Jiaying LIN¹^,², Wenbo ZHOU¹^,², Weiming ZHANG¹^,², Nenghai YU¹^,²

¹ Key Laboratory of Electromagnetic Space Information, Chinese Academy of Sciences, Hefei 230027, China
² School of Cyber Science, University of Science and Technology of China, Hefei 230027, China

Revised:2022-07-09 Online:2022-12-15 Published:2023-01-16
Supported by:
The National Natural Science Foundation of China(U20B2047);The National Natural Science Foundation of China(62072421);The National Natural Science Foundation of China(62002334);The National Natural Science Foundation of China(62102386);The National Natural Science Foundation of China(62121002);Exploration Fund Project of University of Science and Technology of China(YD3480002001);Fundamental Research Funds for the Central Universities(WK2100000011)

摘要/Abstract

摘要：

近年来，社交网络中的“换脸”视频层出不穷，对说话者进行唇型篡改是其中的视频代表之一，这给大众生活增添娱乐的同时，对于网络空间中的个人隐私、财产安全也带来了不小隐患。大多数唇型篡改检测方法在无损条件下取得了较好的表现，但广泛存在于社交媒体平台、人脸识别等场景中的压缩操作，在节约像素和时间冗余的同时，会对视频质量造成影响，破坏空域上像素与像素、帧与帧之间的连贯完整性，导致其检测性能的下降，从而引发对真实视频的错判情况。当空域信息无法提供足够有效的特征时，能够抵抗压缩干扰的频域信息就自然而然地成为重点研究对象。针对这一问题，通过分析频率信息在图像结构和梯度反馈上的优势，提出了空域频域相结合的唇型篡改检测方法，有效利用空域、频域信息的各自特点。对于空域上的唇型特征，设计了自适应提取网络和轻量级的注意力模块；对于频域上的频率特征，设计了不同分量的分离提取与融合模块。随后，通过对空域上的唇型特征和频域上的频率特征进行有侧重的融合，保留更多关键纹理信息。此外，在训练中设计细粒度约束，分开真假唇型特征类间距离的同时，拉近类内距离。实验结果表明，得益于频率信息，所提方法能有效改善压缩情况下的检测准确性，并具备一定的迁移性。
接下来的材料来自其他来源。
PR #192, opened 2015-06-14
Fix up the timing of when proxy service extensions are invoked (initAcceptSession)

krismcqueen:
Move the initAcceptSession call on any extensions until after the proxy service has done its own initialization in the sessionOpened() method.  This ensures the filter chain is set up as per the proxy service's needs before any extension adds to the filter chain (most importantly the codec will be in the right place so extensions see the correct decoded messages).

### DIFF
--- a/service/proxy/src/main/java/org/kaazing/gateway/service/proxy/ProxyServiceHandler.java
+++ b/service/proxy/src/main/java/org/kaazing/gateway/service/proxy/ProxyServiceHandler.java
@@ -66,12 +66,6 @@ public class ProxyServiceHandler extends AbstractProxyAcceptHandler {
             final Object serviceRegistration = acceptSession.getAttribute(HttpAcceptor.SERVICE_REGISTRATION_KEY);
             final String nextProtocol = BridgeSession.NEXT_PROTOCOL_KEY.get(acceptSession);
 
-            // hook in any ProxyServiceExtensions here and give them a chance
-            // to initialize the accept side of the proxy connection
-            for (ProxyServiceExtensionSpi extension : extensions) {
-                extension.initAcceptSession(acceptSession, getServiceContext().getProperties());
-            }
-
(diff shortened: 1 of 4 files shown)


service/proxy/src/main/java/org/kaazing/gateway/service/proxy/ProxyServiceHandler.java
```diff
@@ -106,6 +100,12 @@ public void initializeSession(IoSession connectSession, ConnectFuture future) {
             }
 
             super.sessionOpened(acceptSession);
```
jitsni: Should the super.sessionOpened() be called after the extensions are invoked ?

service/proxy/src/test/java/org/kaazing/gateway/service/proxy/ProxyServiceExtensionTest.java
```diff
@@ -0,0 +1,117 @@
...
+                }
+            }
+        }, "backendServer-thread");
+        t.start();
+
+        boolean backendBound = backendReady.await(1, TimeUnit.SECONDS);
+        assertTrue("Backend Server failed to bind, pre-conditions not established", backendBound);
+
+        // connect to the service to ensure the extension is executed
+        Socket clientSocket = new Socket("localhost", 8888);
```
jitsni: See if you can use ARM block (try with resources syntax). Same goes with ServerSocket in the above

jitsni:
Overall looks good. Once you are ready, let me know.

service/proxy/src/main/java/org/kaazing/gateway/service/proxy/ProxyServiceHandler.java
krismcqueen: No.  If the extension needs to put something on the filter chain then the code needs to be added first so that extensions can just add themselves to the end.  Basically this is saying that the Gateway will do its work first, and then extensions will get a shot.

krismcqueen:
@jitsni feeback applied, ready for next round

PR #196, opened 2015-06-16
Adding a helper class to log exceptions

jitsni:
- With debug level, it prints stack traces along with the message
- With info level, just the message


jitsni:
Forward porting from 4.0

PR #198, opened 2015-06-16
Fixing two issues with WsnConnector impl w.r.t handshake

jitsni:
- Now, sends random Sec-WebSocket-Key header
- Validates Sec-WebSocket-Accept header value


jitsni:
Forward porting from 4.x

transport/wsn/src/test/java/org/kaazing/gateway/transport/wsn/OpeningHandshakeIT.java
```diff
@@ -0,0 +1,64 @@
...
+
+    private final WsnConnectorRule connectorRule = new WsnConnectorRule();
+
+    @Rule
+    public final TestRule chain = outerRule(connectorRule).around(k3po).around(timeout);
+
+
+    @BeforeClass
+    public static void initLogging() throws Exception {
+        PropertyConfigurator.configure("src/test/resources/log4j-trace.properties");
```
krismcqueen: I'm not up to date on the latest MethodExecuteTrace, but could you also use the MethodExecuteTrace as a rule with the given log4j-trace.properties?  I'm not sure what our best practices are for getting consistent logging in the tests.

transport/wsn/src/test/java/org/kaazing/gateway/transport/wsn/WsnConnectorRule.java
```diff
@@ -0,0 +1,140 @@
...
+        Map<String, Object> connectOptions = new HashMap<>();
+        if (wsInactivityTimeout != null) {
+            connectOptions.put("inactivityTimeout", wsInactivityTimeout);
+        }
+        final ResourceAddress connectAddress =
+                addressFactory.newResourceAddress(URI.create(connect), connectOptions);
+
+        ConnectFuture future = wsnConnector.connect(connectAddress, connectHandler, null);
+
+        future.await(TimeUnit.MILLISECONDS.toMillis(3000));
```
krismcqueen: Just out of curiosity, should the test decide whether to wait on the future and for how long to different tests might be able to use different behavior?  For example, if this just did a

return wsnConnector.connect(connectAddress, connectHandler, null);

it might give individual tests a chance to wait different amounts of time in the event failure is expected.  However, this seems fine to me now given the current requirements and maybe this can be refactored in the future.

krismcqueen:
@jitsni Review finished, one minor bit of feedback on MethodExecuteTrace v. PropertyConfigurator

transport/wsn/src/test/java/org/kaazing/gateway/transport/wsn/OpeningHandshakeIT.java
jitsni: Update to use MethodExecutionTrace

transport/wsn/src/test/java/org/kaazing/gateway/transport/wsn/WsnConnectorRule.java
jitsni: I guess I just followed WsebConnectorRule ! But this makes sense. I modified WsnConnectorRule to return future and the test can decide how to wait and get the values. We evolve further in future as the connect method may need some more arguments

PR #201, opened 2015-06-18
Removed docker build to unstable-gateway docker hub

dpwspoon:


dpwspoon:
If we need unstable gateway releases we can build it in tools.docker.  We will keep the module around as a convenience for developers who want a docker image from develop-SNAPSHOT

PR #1774, opened 2024-05-20
change netlifytoDecap

joshbermanssw:
netlify cms is now called decap cms


leahy268 (approved):
Just testing if this fixes the main/master branch problem

Issue #1780, opened 2024-05-20
💄 Tina.io | CTA Button Styling 


joshbermanssw:
As per our call @sethdaily and the email : Re: Tina.io - add a call to action next to the npx command

- [ ] Add two CTA buttons linked to the appropriate destination 
- [ ] Make sure buttons are on a newline 
- [ ] Make sure there is an 'or' between the 'Book a demo' button and the npx command

joshbermanssw:
Done 
![Screenshot 2024-05-22 at 10 16 35 am](https://github.com/tinacms/tina.io/assets/137844305/9a6d9c53-b04e-4549-b6e3-e2a0007e8e8a)
**Figure: Live site with updated UI **

PR #1781, opened 2024-05-22
CTA Styling 

joshbermanssw:
As per @adamcogan , @sethdaily and @bradystroud #1780  was created to fix the styling of the CTA buttons added to the homepage

**Changes**
- Buttons now sit on new lines 
- 'or' text between the buttons and the npx command


bradystroud (approved):
LGTM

另外，在对核心模块开展的消融实验中，相关结果验证了频率分量对于抗压缩的有效性，以及双重损失函数在训练中的约束作用。

关键词: 人脸伪造, 人脸伪造检测防御, 唇型篡改检测, 抗压缩, 深度学习

Abstract:

In recent years, numerous “face-swapping” videos have emerged in social networks, one of the representatives is the lip forgery with speakers.While making life more entertaining for the public, it poses a significant crisis for personal privacy and property security in cyberspace.Currently, under non-destructive conditions, most of the lip forgery detection methods achieve good performance.However, the compression operations are widely used in practice especially in social media platforms, face recognition and other scenarios.While saving pixel and time redundancy, the compression operations affect the video quality and destroy the coherent integrity of pixel-to-pixel and frame-to-frame in the spatial domain, and then the degradation of its detection performance and even misjudgment of the real video will be caused.When the information in the spatial domain cannot provide sufficiently effective features, the information in the frequency domain naturally becomes a priority research object because it can resist compression interference.Aiming at this problem, the advantages of frequency information in image structure and gradient feedback were analyzed.Then the lip forgery detection via spatial-frequency domain combination was proposed, which effectively utilized the corresponding characteristics of information in spatial and frequency domains.For lip features in the spatial domain, an adaptive extraction network and a light-weight attention module were designed.For frequency features in the frequency domain, separate extraction and fusion modules for different components were designed.Subsequently, by conducting a weighted fusion of lip features in spatial domain and frequency features in frequency domain, more texture information was preserved.In addition, fine-grained constraints were designed during the training to separate the inter-class distance of real and fake lip features while closing the intra-class distance.Experimental results show that, benefiting from the frequency information, the proposed method can enhance the detection accuracy under compression situation with certain transferability.On the other hand, in the ablation study conducted on the core modules, the results verify the effectiveness of the frequency component for anti-compression and the constraint of the dual loss function in training.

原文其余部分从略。